Говорят, что настоящее горе одинаково, нет горя больше или меньше — но это не так. Просто не всем в жизни выпадает испытать настоящее горе. Быть жестоко убитым в одиннадцать лет; быть квинтэссенсией зла в двадцать; отдавать всю душу страданию, очищаясь и рождая аспару; застрелить возлюбленную и не суметь её воскресить; пережить и похоронить любовь всей жизни; держать в руках старика-сына, разочарованного в тебе, и чувствовать его последний вдох; оплакивать умирающую дочь и не иметь возможности быть с ней рядом… не шло ни в какое сравнение с тем, что человек в мятом свитере испытал сейчас.

Всё это было даже не на горизонте.

— Нет, Рами, — выговорил Одиссей изо всех сил, и его сердце омертвело. — Я выбираю сайн.

Он отнял руку от задыхающихся, оборванных нитей призрака, висящего в пустоте, лицо которого стало невыразимо печальным.

— Рами… Прости меня…


Вечный издал негодующий, яростный вой, взмахнул руками, и то последнее, что осталось от друга, доверившего Одиссею Танелорн, распалось и стёрлось.

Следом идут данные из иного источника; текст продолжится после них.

PR #1112, opened 2025-12-12
docs: add HIP 0001 ring buffer proposal for Hyperlight I/O

andreiltd:
[Rendered](https://github.com/andreiltd/hyperlight/blob/tandr/rng-rfc/proposals/0001-rng-buf/README.md)


proposals/0001-rng-buf/README.md
```diff
@@ -0,0 +1,749 @@
...
+
+#### Story 2: High-throughput RPC
+
+As a Hyperlight developer, I want to make multiple function calls from guest to host with minimal
+overhead. The ring buffer should let me queue multiple requests, suppress notifications, and process
+responses in batches.
+
+### Risks and Mitigations
+
+**Risk**: Malicious guest corrupting the queue **Mitigation**: Do not expose low level queue API to
```
jsturtevant: I don't know that not exposing it to the guest does anything.  The guest is fully untrusted and so we need to do the mitigation suggested after this, that we serialize all data as known types and do assertions as suggested.

proposals/0001-rng-buf/README.md
```diff
@@ -0,0 +1,749 @@
...
+
+```
+
+When the `INLINE` flag is set, the `addr` is unused. This optimization, inspired by io_uring,
+eliminates memory indirection for common small messages, improving both latency and cache behavior.
+The tradeof is the increased size of descriptor table. Alternatively we could repurpose the `addr`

Создатель мира ведёт к миру, — жадно пробормотал Вечный, мотая золотой головой. — Мир ведёт к ключу. Незримый. Недосягаемый. Стирать. Пульсировать. Биться. Сердце в центре всего.

Его золотая маска налилась бесформами, которые сгрудились в один силуэт, та’эрона. Его отражения заполнили маску — много таэронов, вся их раса. Вечный вскинул руки в экстатическом жесте всемогущества, а Одиссей содрогнулся от бессилия и согнулся от невыносимой боли своего предательства, сжимая себя руками изо всех сил, чтобы не сломаться, чтобы не отдать глаз. Он не был уверен в правильности своих действий, но понимал, на какую страшную сделку с бездной идёт, знал, чем жертвует и ради чего. Он мог только верить в мудрость сайн и в чистоту суждений отца.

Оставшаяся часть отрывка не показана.